> [ACTION ITEM]: I need the number of lines in the data that contain the word "errors", and nothing beyond it.

==== RECORDS ====

PR #6982, opened 2024-07-19
CBG-3947 Do not remove loaded database on transient fetch error

adamcfraser:
For transient fetch errors (recoverable read errors), leave the database intact to avoid database unload/reload churn during transient connectivity issues with server.

Required changing the pre-delete validation check on the config  from _fetchDatabase (which scans all buckets) to GetConfig (which targets the known bucket), as _fetchDatabase can't bubble up the transient error for a particular bucket.

Added a test to ensure the actual delete behaviour still works as expected (TestConfigPollingRemoveDatabase), and performed some manual testing to simulate the transient error (see Force timeouts notes in that test) - this will be required until we implement "leaky bootstrap" test support.

CBG-3947

- [x] `GSI=true,xattrs=true` https://jenkins.sgwdev.com/job/SyncGateway-Integration/2591/

### DIFF
--- a/base/error.go
+++ b/base/error.go
@@ -248,6 +248,25 @@ func IsXattrNotFoundError(err error) bool {
 	return false
 }
 
+func IsRecoverableReadError(err error) bool {
+
+	if err == nil {
+		return false
+	}
+	// SG timeout error
+	if errors.Is(err, ErrTimeout) {
+		return true
+	}
+	// gocb timeouts or transient errors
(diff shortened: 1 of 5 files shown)


adamcfraser:
This should be reworked to use the per-bucket functionality in _fetchDatabase (to handle things like bucket mismatch), instead of a simple config fetch.  Closing for now, retargeted for a future release.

====

> [OUTPUT BELOW]: 3